Check each line of the listing below for the string "then", and copy the ones that have it.

= Beginning of Section =

PR #313, opened 2023-02-24
Fix `ValueError` in `NewRowSynthesis` if size of `row_filter` exceeds 31

### LINKED ISSUE #307: Fix `ValueError` in the `NewRowSynthesis` metric (also impacts `DiagnosticReport`)
### Environment Details

* SDMetrics version: 0.9.0
* Python version: 3.8

### Error Description
If my data contains >32 columns, then the `NewRowSynthesis` metric crashes with a `ValueError`. This means that I can't run the `DiagnosticReport`. 

### Workaround
Until we make the fix, you can work around this issue by _choosing a smaller set of columns_ when running this metric or a diagnostic report. As long as there are 32 or fewer columns, it seems to work.

### Technical Fix
If there is an error in the [pandas query method](https://pandas.pydata.org/docs/reference/api/pandas.DataFrame.query.html), we should try calling it again with `engine='python'`.

In [this line of code](https://github.com/sdv-dev/SDMetrics/blob/master/sdmetrics/single_table/new_row_synthesis.py#L113) we are only excepting a `TypeError`. We should also except a `ValueError`. Something like the following:

```python
try:
    matches = real_data.query(' and '.join(row_filter))
except TypeError:
    if len(real_data) > 10000:
        warnings.warn('Unable to optimize query. For better formance, set the `synthetic_sample_size` parameter or upgrade to Python 3.8')
    matches = real_data.query(' and '.join(row_filter), engine='python')
except ValueError:
    matches = real_data.query(' and '.join(row_filter), engine='python')
```

This seems to work when I try it!

frances-h:
Resolve #307 

Set the query engine to `'python'` if more than 31 `row_filter`s are specified. Trying to use the default `numexpr` will result in a `ValueError` or `Memory` error if more than 31 `row_filter`s are provided, probably due to `numpy` limiting `NPY_MAXARGS=32`.

### DIFF
--- a/sdmetrics/single_table/new_row_synthesis.py
+++ b/sdmetrics/single_table/new_row_synthesis.py
@@ -108,9 +108,12 @@ class NewRowSynthesis(SingleTableMetric):
 
                 row_filter.append(field_filter)
 
+            engine = None
+            if len(row_filter) >= 32:  # Limit set by NPY_MAXARGS
+                engine = 'python'
             try:
-                matches = real_data.query(' and '.join(row_filter))
-            except TypeError:
+                matches = real_data.query(' and '.join(row_filter), engine=engine)
+            except (TypeError, ValueError):
                 if len(real_data) > 10000:
                     warnings.warn('Unable to optimize query. For better formance, set the '
                                   '`synthetic_sample_size` parameter or upgrade to Python 3.8')
--- a/sdmetrics/single_table/new_row_synthesis.py
+++ b/sdmetrics/single_table/new_row_synthesis.py
@@ -113,7 +113,7 @@ class NewRowSynthesis(SingleTableMetric):
                 engine = 'python'
             try:
                 matches = real_data.query(' and '.join(row_filter), engine=engine)
-            except (TypeError, ValueError):
+            except TypeError:
                 if len(real_data) > 10000:
                     warnings.warn('Unable to optimize query. For better formance, set the '
                                   '`synthetic_sample_size` parameter or upgrade to Python 3.8')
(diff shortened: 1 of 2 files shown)


sdmetrics/single_table/new_row_synthesis.py
```diff
@@ -108,9 +108,12 @@ def compute_breakdown(cls, real_data, synthetic_data, metadata=None,
...
+            engine = None
+            if len(row_filter) >= 32:  # Limit set by NPY_MAXARGS
+                engine = 'python'
             try:
-                matches = real_data.query(' and '.join(row_filter))
-            except TypeError:
+                matches = real_data.query(' and '.join(row_filter), engine=engine)
+            except (TypeError, ValueError):
                 if len(real_data) > 10000:
                     warnings.warn('Unable to optimize query. For better formance, set the '
```
npatki, line 118: @frances-h if you're running into the `ValueError` due to >32 columns, then we don't need to show the warning.

I think the warning is only for `TypeError`, whose root cause is [a different issue](https://github.com/pandas-dev/pandas/issues/22435).

frances-h: Good point, we actually don't need to catch the `ValueError` anymore since we won't try to use `numexpr` if there's too many arguments.

tests/unit/single_table/test_new_row_synthesis.py
```diff
@@ -144,6 +144,32 @@ def test_compute_with_sample_size_too_large(self, warnings_mock):
             'synthetic data rows (5). Proceeding without sampling.'
         )
 
+    def test_compute_with_many_columns(self):
+        """Test the ``compute`` method with more than 32 columns.
+
+           Expect that the new row synthesis is returned.
```
pvk-developer, line 150: Fix indent.

pvk-developer (approved):
LGTM!

fealho (approved):
👍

= End of Section =

[RESPONSE TO THIS EXERCISE]:
If my data contains >32 columns, then the `NewRowSynthesis` metric crashes with a `ValueError`. This means that I can't run the `DiagnosticReport`. 
npatki, line 118: @frances-h if you're running into the `ValueError` due to >32 columns, then we don't need to show the warning.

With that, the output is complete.